Nothing but a full, exact copy of the data is needed.

:: Data listing ::
= = =
PR #358, opened 2025-03-14
minor fix for namespace not loading within "do.call"

Chunmingl:


R/regularized_regression.R
```diff
@@ -450,7 +450,7 @@ mrash_weights <- function(X, y, init_prior_sd = TRUE, ...) {
   if (!"beta.init" %in% names(args_list)) {
     args_list$beta.init <- lasso_weights(X, y)
   }
-  fit.mr.ash <- do.call("mr.ash.alpha::mr.ash", c(list(X = X, y = y, sa2 = if (init_prior_sd) init_prior_sd(X, y)^2 else NULL), args_list))
+  fit.mr.ash <- mr.ash.alpha::mr.ash(X = X, y = y, sa2 = if (init_prior_sd) init_prior_sd(X, y)^2 else NULL, args_list)
```
danielnachun, line 453: If you can change:
```
args_list <- list(...)
```
to
```
args_list <- list2(...)
```
and then make this change

```suggestion
  fit.mr.ash <- mr.ash.alpha::mr.ash(X = X, y = y, sa2 = if (init_prior_sd) init_prior_sd(X, y)^2 else NULL, !!!args_list)
```

It should work for the arguments

I think you'll also then need:
```
#' @importFrom !!! rlang
#' @importFrom list2 rlang
```

Chunmingl: I tried with the updated function below 

```
mrash_weights <- function(X, y, init_prior_sd = TRUE, ...) {
  # Make sure mr.ash is installed
  if (! requireNamespace("mr.ash.alpha", quietly = TRUE)) {
    stop("To use this function, please install mr.ash: https://github.com/stephenslab/mr.ash.alpha")
  }
  args_list <- list2(...)
  if (!"beta.init" %in% names(args_list)) {
    args_list$beta.init <- lasso_weights(X, y)
  }
  fit.mr.ash <- mr.ash.alpha::mr.ash(X = X, y = y, 
              sa2 = if (init_prior_sd) init_prior_sd(X, y)^2 else NULL, !!!args_list)
  predict(fit.mr.ash, type = "coefficients")[-1]
}
```
and I got error message of 
```
Error in `map()`:
i In index: 5.
Caused by error in `!args_list`:
! invalid argument type
Traceback:
```
initially I thought it was because the step that adds additional list of $beta.init but got the same error by unlist with !!! and list2 again after adding beta.init 
`args_list$beta.init <- lasso_weights(X, y)`

Chunmingl: I tried as below and it seemed to work, please advise 
```
mrash_weights <- function(X, y, init_prior_sd = TRUE, ...) {
  # Make sure mr.ash is installed
  if (! requireNamespace("mr.ash.alpha", quietly = TRUE)) {
    stop("To use this function, please install mr.ash: https://github.com/stephenslab/mr.ash.alpha")
  }
  args_list <- list2(...)
  if (!"beta.init" %in% names(args_list)) {
    args_list$beta.init <- lasso_weights(X, y)
  }
  fit.mr.ash <- do.call(getFromNamespace("mr.ash", "mr.ash.alpha"), 
                c(list(X = X, y = y, sa2 = if (init_prior_sd) init_prior_sd(X, y)^2 else NULL), args_list))
  predict(fit.mr.ash, type = "coefficients")[-1]
}
```

danielnachun: Okay that work around is actually fine, and you can switch `list2` back to `list`.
= = =
:: Solution to this exercise ::
PR #358, opened 2025-03-14
minor fix for namespace not loading within "do.call"

Chunmingl:


R/regularized_regression.R
```diff
@@ -450,7 +450,7 @@ mrash_weights <- function(X, y, init_prior_sd = TRUE, ...) {
   if (!"beta.init" %in% names(args_list)) {
     args_list$beta.init <- lasso_weights(X, y)
   }
-  fit.mr.ash <- do.call("mr.ash.alpha::mr.ash", c(list(X = X, y = y, sa2 = if (init_prior_sd) init_prior_sd(X, y)^2 else NULL), args_list))
+  fit.mr.ash <- mr.ash.alpha::mr.ash(X = X, y = y, sa2 = if (init_prior_sd) init_prior_sd(X, y)^2 else NULL, args_list)
```
danielnachun, line 453: If you can change:
```
args_list <- list(...)
```
to
```
args_list <- list2(...)
```
and then make this change

```suggestion
  fit.mr.ash <- mr.ash.alpha::mr.ash(X = X, y = y, sa2 = if (init_prior_sd) init_prior_sd(X, y)^2 else NULL, !!!args_list)
```

It should work for the arguments

I think you'll also then need:
```
#' @importFrom !!! rlang
#' @importFrom list2 rlang
```

Chunmingl: I tried with the updated function below 

```
mrash_weights <- function(X, y, init_prior_sd = TRUE, ...) {
  # Make sure mr.ash is installed
  if (! requireNamespace("mr.ash.alpha", quietly = TRUE)) {
    stop("To use this function, please install mr.ash: https://github.com/stephenslab/mr.ash.alpha")
  }
  args_list <- list2(...)
  if (!"beta.init" %in% names(args_list)) {
    args_list$beta.init <- lasso_weights(X, y)
  }
  fit.mr.ash <- mr.ash.alpha::mr.ash(X = X, y = y, 
              sa2 = if (init_prior_sd) init_prior_sd(X, y)^2 else NULL, !!!args_list)
  predict(fit.mr.ash, type = "coefficients")[-1]
}
```
and I got error message of 
```
Error in `map()`:
i In index: 5.
Caused by error in `!args_list`:
! invalid argument type
Traceback:
```
initially I thought it was because the step that adds additional list of $beta.init but got the same error by unlist with !!! and list2 again after adding beta.init 
`args_list$beta.init <- lasso_weights(X, y)`

Chunmingl: I tried as below and it seemed to work, please advise 
```
mrash_weights <- function(X, y, init_prior_sd = TRUE, ...) {
  # Make sure mr.ash is installed
  if (! requireNamespace("mr.ash.alpha", quietly = TRUE)) {
    stop("To use this function, please install mr.ash: https://github.com/stephenslab/mr.ash.alpha")
  }
  args_list <- list2(...)
  if (!"beta.init" %in% names(args_list)) {
    args_list$beta.init <- lasso_weights(X, y)
  }
  fit.mr.ash <- do.call(getFromNamespace("mr.ash", "mr.ash.alpha"), 
                c(list(X = X, y = y, sa2 = if (init_prior_sd) init_prior_sd(X, y)^2 else NULL), args_list))
  predict(fit.mr.ash, type = "coefficients")[-1]
}
```

danielnachun: Okay that work around is actually fine, and you can switch `list2` back to `list`.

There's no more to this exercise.